Detection of EGFR and KRAS Mutation by Pyrosequencing Analysis in Cytologic Samples of Non-Small Cell Lung Cancer.
10.3346/jkms.2016.31.8.1224
- Author:
Seung Eun LEE
1
;
So Young LEE
;
Hyung Kyu PARK
;
Seo Young OH
;
Hee Joung KIM
;
Kye Young LEE
;
Wan Seop KIM
Author Information
1. Department of Pathology, Konkuk University Medical Center, Konkuk University School of Medicine, Seoul, Korea. wskim@kuh.ac.kr
- Publication Type:Original Article
- Keywords:
EGFR;
KRAS;
Pyrosequencing;
Cytology Specimen;
Mutation Test;
Lung Cancer
- MeSH:
Adult;
Aged;
Aged, 80 and over;
Carcinoma, Non-Small-Cell Lung/genetics/metabolism/*pathology;
DNA Mutational Analysis;
DNA, Neoplasm/chemistry/metabolism;
Female;
Humans;
Lung Neoplasms/genetics/metabolism/*pathology;
Male;
Middle Aged;
Mutation;
Receptor, Epidermal Growth Factor/*genetics/metabolism;
Retrospective Studies;
ras Proteins/*genetics/metabolism
- From:Journal of Korean Medical Science
2016;31(8):1224-1230
- CountryRepublic of Korea
- Language:English
-
Abstract:
EGFR and KRAS mutations are two of the most common mutations that are present in lung cancer. Screening and detecting these mutations are of issue these days, and many different methods and tissue samples are currently used to effectively detect these two mutations.

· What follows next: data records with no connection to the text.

PR #7555, opened 2026-09-08
fix(massemails): fix edge cases for one-off mass email campaigns DEV-2737

Guitlle:
### 🗒️ Checklist

1. [x] run linter locally

### 📣 Summary
Fixes edge cases where one-off mass email campaigns (`frequency = -1`) could be accidentally resent if remaining enqueued records transitioned to STALE or if the Celery worker process terminated before the campaign was finalized

### 📖 Description
* `get_users_for_config()` now excludes users who already have a terminal status (SENT, FAILED, STALE) under that one-off config
* Any one-off campaign that has already run and has 0 enqueued records is disabled immediately, even if all remaining records went STALE. `send_emails()` now filters on `jobs__isnull=False` instead of `pk__in=sender.config_ids`. 
* If an unclosed one-off config has records and no eligible recipients remaining, `generate_mass_email_user_lists()` marks `live = False` directly without creating an empty `MassEmailJob` re-enqueueing records
* Included new unit tests to validate that the edge cases are handled correctly

### 👀 Preview steps
1. ℹ️ have two user accounts (one of them should be inactive)
2. Create a mass email config with `frequency = -1`, `query = 'test_users'` and `live = True`
```
from kobo.apps.mass_emails.tasks import generate_mass_email_user_lists, send_emails

cache.clear()

# First call to send_emails to 
send_emails()

config = MassEmailConfig.objects.get(id=<id>)
# It has to be 1 day old to be processed
config.date_created = timezone.now() - timedelta(days=1)
config.save()

generate_mass_email_user_lists()

# 🟢 [on PR] Config is turned off immediately
# The inactive account should have status = STALE
assert not config.live
assert MassEmailRecord.objects.get(user__username='<inactive username>').status == EmailStatus.STALE


send_emails()
```
3. Wait for the next 15-minute window  and clear cache to simulate next run and verify that no new records are created:
```
# Make config be live (in a real scenario this would happen if the job was interrupted)
config.live = True
config.save()

cache.clear()
generate_mass_email_user_lists()
config.refresh_from_db()

# 🟢 [on PR] Config is automatically turned off without creating new records
config.refresh_from_db()
assert not config.live
assert MassEmailRecord.objects.filter(email_job__email_config=config).count() == 2
```


kobo/apps/mass_emails/tasks.py
```diff
@@ -569,7 +574,18 @@ def generate_mass_email_user_lists():
...
             processed_configs.add(email_config.id)
-
+        elif (
+            email_config.frequency == -1
+            and email_records.exists()
+            and not get_users_for_config(email_config)
+        ):
+            logging.info(
+                f'Completing unclosed one-time email config {email_config.id} '
+                f'({email_config.name}) as all records have been processed.'
```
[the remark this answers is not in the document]
Guitlle: Log messages should not be translated

kobo/apps/mass_emails/tasks.py
```diff
@@ -516,7 +515,13 @@ def get_users_for_config(email_config):
         user_ids = [getattr(user, 'id', user) for user in users]
 
     if email_config.frequency == -1:
-        return user_ids
+        terminal_recipients = set(
```
noliveleger: I think we should use the join to avoid loading all MassEmailRecord into a set. 

```python
     users = email_config.get_users_queryset()
     if email_config.frequency == -1 and isinstance(users, QuerySet):                                                                                             users = users.exclude(                                                                                                                              pk__in=MassEmailRecord.objects.filter(
                 email_job__email_config=email_config,                                                                                                           status__in=[
                     EmailStatus.SENT,
                     EmailStatus.FAILED,
                     EmailStatus.STALE,                                                                                                                          ],
             ).values('user_id')                                                                                                                         )

     if isinstance(users, QuerySet):
         user_ids = list(users.values_list('id', flat=True))
     else:
         user_ids = [getattr(user, 'id', user) for user in users]

     if email_config.frequency == -1:
         return user_ids
```

kobo/apps/mass_emails/tasks.py
noliveleger: is it used somewhere? Seems dead code

kobo/apps/mass_emails/tasks.py
```diff
@@ -51,12 +51,13 @@
 SEND_EMAILS_SOFT_LIMIT_BUFFER = 10
 
 
-def enqueue_mass_email_records(email_config):
+def enqueue_mass_email_records(email_config, user_ids=None):
     """
     Creates a email job and enqueues email records for users based on query
     """
     job = MassEmailJob.objects.create(email_config=email_config)
```
noliveleger: A one-off config with no records and no eligible recipients still falls into the else branch below and creates an empty MassEmailJob here, before the empty-user_ids check turns the config off. 

What about creating the job only once user_ids is known to be non-empty?

kobo/apps/mass_emails/tasks.py
```diff
@@ -51,12 +51,13 @@
 SEND_EMAILS_SOFT_LIMIT_BUFFER = 10
 
 
-def enqueue_mass_email_records(email_config):
+def enqueue_mass_email_records(email_config, user_ids=None):
```
noliveleger: Now that the only production caller passes user_ids explicitly, the None fallback is exercised only by `test_enqueue_creates_records_via_id_path`. It is also the one path that can produce a duplicate send: get_users_for_config() excludes terminal recipients but not ENQUEUED ones, and the unique constraint is (email_job, user), so calling it on a config that already has a pending queue creates a second record in a new job. Making the argument required (and updating that test) would remove the trap.

kobo/apps/mass_emails/tasks.py
```diff
@@ -565,11 +570,22 @@ def generate_mass_email_user_lists():
                 f'enqueued records.'
             )
             processed_configs.add(email_config.id)
+            continue
+
+        user_ids = get_users_for_config(email_config)
 
+        if email_config.frequency == -1 and email_records.exists() and not user_ids:
```
noliveleger: A one-off config with no records at all and no eligible recipients still goes through the else branch, where enqueue_mass_email_records() creates a MassEmailJob before finding out user_ids is empty. It ends at live = False just like the new branch does, but leaves an empty job row behind, which is the thing this PR set out to avoid.                                                                                     

Dropping and email_records.exists() from the condition sends both cases through the new branch and removes that empty job, and it also saves a second exists() round trip on the same table one line after the first one. The only thing lost is the distinct "No recipients found for one-time email config" log line; if that distinction is worth keeping, email_records.exists() can pick the log message inside the branch instead of picking the branch itself.

noliveleger (changes requested):

kobo/apps/mass_emails/tasks.py
Guitlle: no,

kobo/apps/mass_emails/tasks.py
Guitlle: interesting edge case

kobo/apps/mass_emails/tasks.py
Guitlle: refactored the logic to fix this

kobo/apps/mass_emails/tasks.py
```diff
@@ -569,16 +566,34 @@ def generate_mass_email_user_lists():
                 f'enqueued records.'
             )
             processed_configs.add(email_config.id)
+            continue
 
-        else:
-            try:
```
platreth, line 574: Shouldn't we keep a warning? Now it's only an info?

kobo/apps/mass_emails/tasks.py
```diff
@@ -514,13 +498,26 @@ def get_users_for_config(email_config):
     # `get_users_queryset()` returns a QuerySet for real queries but a plain list
     # (e.g. `[]`) from the default fallback; normalize to a list of ids without
     # materializing full User instances.
+    if email_config.frequency == -1 and isinstance(users, QuerySet):
```
platreth, line 501: I tried the resume path with a recipient who deleted their account and it turns the config off instead of enqueueing the remaining users. 

What do you think about adding `user__isnull=False` to the subquery filter or check `Exist(...)`

And maybe a small test for this case?

platreth (changes requested):

kobo/apps/mass_emails/tasks.py
Guitlle: The warning was for the integrity error, it's still there but no on line 594, the info messages are used to log that there are no more recipients in the email config

platreth (approved):
LGTM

In this study, we aimed to evaluate the testing for EGFR and KRAS mutations by pyrosequencing method, and compared the yield of cytology versus histology specimens in a consecutive series of patients with lung cancer. We retrospectively reviewed EGFR and KRAS mutation results of 399 (patients with EGFR mutation test) and 323 patients (patients with KRAS mutation test) diagnosed with lung cancer in Konkuk University Medical Center from 2008 to 2014. Among them, 60 patients had received both EGFR and KRAS mutation studies. We compared the detection rate of EGFR and KRAS tests in cytology, biopsy, and resection specimens. EGFR and KRAS mutations were detected in 29.8% and 8.7% of total patients, and the positive mutation results of EGFR and KRAS were mutually exclusive. The detection rate of EGFR mutation in cytology was higher than non-cytology (biopsy or resection) materials (cytology: 48.5%, non-cytology: 26.1%), and the detection rate of KRAS mutation in cytology specimens was comparable to non-cytology specimens (cytology: 8.3%, non-cytology: 8.7%). We suggest that cytology specimens are good alternatives that can readily substitute tissue samples for testing both EGFR and KRAS mutations. Moreover, pyrosequencing method is highly sensitive in detecting EGFR and KRAS mutations in lung cancer patients.